The in vivo alkaline single cell gel electrophoresis assay, hereafter the Comet assay, can be used to investigate the genotoxicity of industrial chemicals, biocides, agrochemicals and pharmaceuticals. The major advantages of this assay include the relative ease of application to any tissue of interest, the detection of multiple classes of DNA damage and the generation of data at the level of the single cell. These features give the Comet assay potential advantages over other in vivo test methods, which are limited largely to proliferating cells and/or a single tissue. The Comet assay has demonstrated its reliability in many testing circumstances and is, in general, considered to be acceptable for regulatory purposes.
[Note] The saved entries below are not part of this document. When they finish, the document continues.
PR #2115, opened 2025-01-03
Introduce post-operation callback

charleskawczynski:
It seems to me that, to date, one of the most challenging tasks that users have is: debug a large simulation that is breaking, e.g., yielding NaNs somewhere. This is especially complex for large models with many terms and implicit time-stepping with all the bells and whistles that we offer.

This PR attempts to provide tools to tackle this giant task, by introducing two functions:

 - `call_post_op_callback`
 - `post_op_callback`

One way that users may leverage this is, for example:

```julia
import ClimaCore
ClimaCore.DataLayouts.call_post_op_callback() = true
function ClimaCore.DataLayouts.post_op_callback(data)
    if any(isnan, data)
        error("Found NaNs!")
    end
end

# run simulation
```
Now, this assums that `any(isnan, data)` will work on all of the results-- it may not, but users can catch whatever data `post_op_callback` is called with and handle them accordingly. As such, this sort of debugging tool is capable of revealing that a given simulation errors in a wide range of locations, like [here](https://github.com/CliMA/ClimaTimeSteppers.jl/blob/95e6109c49e232c57e9e2c9f8d11c06ee08b835e/src/nl_solvers/newtons_method.jl#L162), [here](https://github.com/CliMA/ClimaTimeSteppers.jl/blob/95e6109c49e232c57e9e2c9f8d11c06ee08b835e/src/solvers/imex_ark.jl#L133), or [here](https://github.com/CliMA/ClimaCore.jl/blob/92f3b2beec8e292c5b32453d0d96fb121a017999/src/MatrixFields/field_matrix_solver.jl#L174), which may provide hints to users as to what is wrong.

I'm not sure exactly how useful this will be, but I'm curious myself to try in order to debug the flaky ClimaTimestepper issues (where I'm having this experiencing this problem of hunting down NaNs).

Since this would be a purely debugging tool, I would argue that it should not be a feature used in production (i.e., removing it should not be a breaking change).

Thoughts?


charleskawczynski:
Here's an [example](https://buildkite.com/clima/climatimesteppers-ci/builds/1437#01943905-37d7-4f70-94fb-ec65f2c3f991) of this feature "in action" where I'm using it to debug the flaky job(s) in ClimaTimesteppers.

Indeed, NaNs is first introduced (spatially) in `solve_newton!` -> `ldiv!` -> `run_field_matrix_solver!` -> `single_field_solve!`.

It looks like, since this was caught early enough, there is spatial information in where NaNs is showing up, which I hope turns out to be useful (I after-all suspected that the issue with this problem related to the boundary conditions).

PR #2117, opened 2025-01-06
Upgrade to Julia 1.11

charleskawczynski:
This PR upgrades us to Julia 1.11, and lifts some of the conditionals.

Closes #2030


charleskawczynski:
We were able to sidestep https://github.com/JuliaLang/julia/issues/56295 by dispatching from `Base.copyto!` directly, so we can still overload `getindex` on linear indices. The commit where we originally saw this issue, https://github.com/CliMA/ClimaCore.jl/pull/2018/commits/979558162e142dcf8ed7424d02444c3bd02c3a2e, had a different dispatch pattern in `Base.copyto!` for datalayouts. The main branch is dispatching more carefully.

charleskawczynski:
The only remaining issue is that there is still a [compile-time regression](https://github.com/julialang/julia/issues/56093), but perhaps that's okay with us since we're using the depot.

ext/cuda/data_layouts_copyto.jl
```diff
@@ -16,18 +16,26 @@ function knl_copyto_linear!(dest, src, us)
     return nothing
 end
 
-if VERSION ≥ v"1.11.0-beta"
```
Sbozzolo, line 19: We should keep this check for versions prior to 1.11.0-beta

ext/cuda/data_layouts_fill.jl
```diff
@@ -19,7 +19,7 @@ function Base.fill!(dest::AbstractData, bc, ::ToCUDA)
     us = DataLayouts.UniversalSize(dest)
     args = (dest, bc, us)
     if Nv > 0 && Nh > 0
-        if !(VERSION ≥ v"1.11.0-beta") && dest isa DataLayouts.EndsWithField
```
Sbozzolo, line 22: We should keep this check for versions prior to 1.11.0-beta

ext/cuda/data_layouts_fused_copyto.jl
```diff
@@ -120,8 +120,7 @@ function launch_fused_copyto!(fmb::FusedMultiBroadcast)
     destinations = map(p -> p.first, fmb.pairs)
     bcs = map(p -> p.second, fmb.pairs)
     if all(bc -> DataLayouts.has_uniform_datalayouts(bc), bcs) &&
-       all(d -> d isa DataLayouts.EndsWithField, destinations) &&
-       !(VERSION ≥ v"1.11.0-beta")
```
Sbozzolo, line 124: Same here

src/DataLayouts/DataLayouts.jl
```diff
@@ -2051,88 +2051,23 @@ end
 const EndsWithField{S} =
     Union{IJHF{S}, IHF{S}, IJF{S}, IF{S}, VF{S}, VIJHF{S}, VIHF{S}}
 
-if VERSION ≥ v"1.11.0-beta"
```
Sbozzolo, line 2054: And here

ext/cuda/data_layouts_copyto.jl
charleskawczynski: The main branch doesn't need this check, if you check out an older version of ClimaCore, it has this check, so removing it is still backwards compatible.

charleskawczynski: (Same for the ones below)

.buildkite/scaling/pipeline.yml
```diff
@@ -1,5 +1,5 @@
 env:
-  JULIA_VERSION: "1.10.0"
+  JULIA_VERSION: "1.11.2"
```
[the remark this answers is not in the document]
charleskawczynski: I think @sriharshakandala is working on reviving this pipeline for the dycore paper, so I'd rather not removing. I don't think there's harm in updating the version, whether it's running or not.

ext/cuda/data_layouts_copyto.jl
Sbozzolo: Just to confirm I understand, does ClimaCore main run on 1.10 and 1.11 independently of these checks? (So, removing this check is unrelated to upgrading to 1.11?)

charleskawczynski: Yes

Sbozzolo: Perfect, thank you!

.github/workflows/ClimaCoreMakie.yml
```diff
@@ -15,12 +15,13 @@ jobs:
   lib-climacore-makie:
     runs-on: ubuntu-20.04
     timeout-minutes: 45
+    strategy:
+      matrix:
+        version: ['1.10', '1.11']
     steps:
       - name: Checkout
         uses: actions/checkout@v4
       - uses: julia-actions/setup-julia@v2
```
Sbozzolo, line 24: You need this to:
```
        with:
          version: ${{ matrix.version }}
```

Same for the other github workflows below where you changed from 1.10 to 1.11

charleskawczynski:
Ah, this requires changing the github status, that's why the required checks aren't starting.

charleskawczynski:
I think JET, which is used in the test suite, is not yet compatible with Julia 1.11. So we may need to wait for that afterall. (at least in ClimaCore CI).

cc @Sbozzolo, @sriharshakandala

Sbozzolo:
> I think JET, which is used in the test suite, is not yet compatible with Julia 1.11. So we may need to wait for that afterall. (at least in ClimaCore CI).
> 
> cc @Sbozzolo, @sriharshakandala

Could you paste a link to the error? I don't see clear signs in the repo for JET saying that it is not compatible with 1.11 (but I can totally believe that it doesn't work)

charleskawczynski:
> Could you paste a link to the error? I don't see clear signs in the repo for JET saying that it is not compatible with 1.11 (but I can totally believe that it doesn't work)

https://buildkite.com/clima/climacore-ci/builds/4899#0194487a-5e29-48c7-a04e-524846f2a78f/198-1147

Sbozzolo:
> > Could you paste a link to the error? I don't see clear signs in the repo for JET saying that it is not compatible with 1.11 (but I can totally believe that it doesn't work)
> 
> https://buildkite.com/clima/climacore-ci/builds/4899#0194487a-5e29-48c7-a04e-524846f2a78f/198-1147

Interesting. I can install JET locally in my base env with 1.11.2, but not in the climacore enviornment. It probably conflicts with something else. I can look into this

Sbozzolo:
I think I found it! SnoopCompile was pinned to 2 (3 is available)

Sbozzolo:
Yes, it was SnoopCompile, which force JET to use version 0.8 instead of 0.9. I pushed a new commit with the updated Manifest.

charleskawczynski:
I'll let someone else revive this.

However, despite the considerable data published on the in vivo Comet assay and the general agreement within the international scientific community over many protocol-related issues, it was felt that a document giving detailed practical guidance on the protocol required for regulatory acceptance of the assay was required. In a recent meeting held in conjunction with the 4th International Comet Assay Workshop (Ulm, Germany, 22-25 July 2001) an expert panel reviewed existing data and recent developments of the Comet assay with a view to developing such a document. This paper is intended to act as an update to the more general guidelines which were published as a result of the International Workshop on Genotoxicity Test Procedures. The recommendations are also seen as a major step towards gaining more formal regulatory acceptance of the Comet assay.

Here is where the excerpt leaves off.